Young couples are moving out of the unaffordable capital in droves, but does a move to the commuter belt really save money?
A recent study suggests not — unless you move to Basildon.
The average price of a starter home in London has hit £420,000, which means that — assuming buyers can scrape together a 10 per cent deposit — they face monthly mortgage repayments of £1,600.33.
Two monthly travel cards (Zones 1 to 4) will add another £376.40 to their outgoings, bringing their spending to a grand monthly total of £1,976.73.
Research by Which? and Lloyds Bank looks at similar costs in the commuter belt and finds that Basildon, Essex, is the nearest to an affordable option.

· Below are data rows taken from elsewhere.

PR #570, opened 2022-02-17
feat: emit end to end latency metric from rest-hook Lambda

Bingjiling:
Issue #, if available:

Description of changes:

* Emit end to end latency metric from rest-hook Lambda

Screen Shot 2022-02-18 at 2 23 12 PM

Checklist:

### DIFF
--- a/src/subscriptions/restHookLambda/restHook.ts
+++ b/src/subscriptions/restHookLambda/restHook.ts
@@ -2,6 +2,8 @@ import axios from 'axios';
 import { makeLogger } from 'fhir-works-on-aws-interface';
 import { SQSEvent } from 'aws-lambda';
 import { SubscriptionNotification } from 'fhir-works-on-aws-search-es';
+import { metricScope, Unit } from 'aws-embedded-metrics';
+import moment from 'moment';
 import ensureAsyncInit from '../../index';
 import { AllowListInfo, getAllowListHeaders } from './allowListUtil';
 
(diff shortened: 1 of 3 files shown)


src/subscriptions/restHookLambda/restHook.ts
```diff
@@ -2,6 +2,8 @@ import axios from 'axios';
 import { makeLogger } from 'fhir-works-on-aws-interface';
 import { SQSEvent } from 'aws-lambda';
 import { SubscriptionNotification } from 'fhir-works-on-aws-search-es';
+import { metricScope, Unit } from 'aws-embedded-metrics';
+import moment from 'moment';
```
carvantes: I'd suggest not using `moment`

The difference in milliseconds is easy to calculate using the available Date functions
```
Date.now() - (new Date('2022-02-17T20:33:57.021Z')).getTime()
```

Also, moment is sort of deprecated nowadays: https://github.com/moment/moment/#project-status

src/subscriptions/restHookLambda/restHook.ts
```diff
@@ -19,15 +21,29 @@ const mergeRequestHeaders = (allowListHeader: string[], channelHeader: string[])
...
     allowListHeader.forEach((header) => mergeHeader(header));
     channelHeader.forEach((header) => mergeHeader(header));
     return mergedHeader;
 };
 
+/**
+ * Push latency metric to CloudWatch
+ * @param messages
+ */
+const pushLatencyMetric = metricScope((metrics) => async (messages: SubscriptionNotification[]): Promise<void> => {
```
carvantes: nit: rename to something like `recordLatencyMetric` or ``logLatencyMetric``. I think that "push" sounds misleading

carvantes (changes requested):

src/subscriptions/restHookLambda/restHook.ts
Bingjiling: Wow, I didn't know moment is getting deprecated. Will update to Date.

src/subscriptions/restHookLambda/restHook.ts
```diff
@@ -19,15 +20,29 @@ const mergeRequestHeaders = (allowListHeader: string[], channelHeader: string[])
...
+ * Push latency metric to CloudWatch
+ * @param messages
+ */
+const logLatencyMetric = metricScope((metrics) => async (messages: SubscriptionNotification[]): Promise<void> => {
+    const currentTime = new Date().getTime();
+    messages.forEach((message: SubscriptionNotification) => {
+        metrics.putMetric(
+            'SubscriptionEndToEndLatency',
+            (currentTime - new Date(message.matchedResource.lastUpdated).getTime()) / 1000,
+            Unit.Seconds,
```
carvantes: It's almost always better to emit metrics in the smallest unit available. In this case Milliseconds.

When storing milliseconds you can always divide by 1000 on the graphs if you want to see seconds. But storing the metric as seconds destroys the milliseconds information.

carvantes (changes requested):

carvantes (approved):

An average property in the land of reality TV’s The Only Way Is Essex costs £271,567. Mortgage repayments of £1,100 a month, plus two travelcards, brings the total monthly costs to £1,879.
This represents a monthly first-time buyer saving of £97.73 — just enough for a daily coffee on the train during the 40-minute commute.

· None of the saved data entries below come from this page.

PR #575, opened 2022-02-22
test: add Subscription reaper tests

ssvegaraju:
Issue #, if available:

Description of changes:
**This PR will be continuously updated with each set of integ tests!**
Added tests for the two cases of creating a subscription with an expiration date in the near future and making sure it is deleted by the subscription reaper. Also added a fix for a bug related to the subscription reaper and tenancy.
- This was tested by running `yarn run int-test` and ensuring that the tests passed as expected. I also manually tested the subscription reaper lambda by creating resources with different tenancy permutations and making sure that the current deployment works for both situations.

Checklist:


integration-tests/subscriptions.test.ts
```diff
@@ -39,4 +46,39 @@ if (SUBSCRIPTIONS_ENABLED === 'true') {
             console.log(x);
         });
     });
+
+    let client: AxiosInstance;
+    describe('test subscription creation and deletion', () => {
+        beforeAll(async () => {
+            client = await getFhirClient({ tenant: MULTI_TENANCY_ENABLED ? 'tenant1' : undefined });
```
carvantes: `getFhirClient` already has the logic to default to tenant1 when multi-tennacy is enabled. There's no need to repeat that here.

In general most tests simply call `getFhirClient()` unless they need a specific role or a specific tenant( for tests that involve many tenants or for tenant isolation tests)

https://github.com/awslabs/fhir-works-on-aws-deployment/blob/401e97d9788a8998fbea707b80d5a0dd1aede87c/integration-tests/utils.ts#L79

https://github.com/awslabs/fhir-works-on-aws-deployment/blob/401e97d9788a8998fbea707b80d5a0dd1aede87c/integration-tests/utils.ts#L110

The study shows that first-time buyers would actually be worse off if they bought an average home in a string of other “affordable” commuter towns, including Luton, Rochester and Harlow.

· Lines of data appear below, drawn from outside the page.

PR #577, opened 2022-02-24
test: add tests for tenant isolation of subscriptions

ssvegaraju:
Issue #, if available:
FHIR -764

Description of changes:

However, commuting should not be completely written off as a first-time option.
Lower entry prices mean first-time buyers in the commuter belt can take advantage of the Government’s stamp duty amnesty on properties priced less than £300,000.
Additionally, what today’s study does not take into account is the probability of interest rate rises, which would hit London homeowners harder than those with more affordable homes elsewhere.
And while a budget of £420,000 would buy a one- or two-bedroom flat beyond Zone 2, in the commuter belt that average London starter home price would buy a modest family home.
By the same calculation, another money-saving option is Dartford, also in Kent, where monthly costs come in at £1,920, leaving first time buyers £56.73 better off per month — or £1.86 per day — than they would be in London.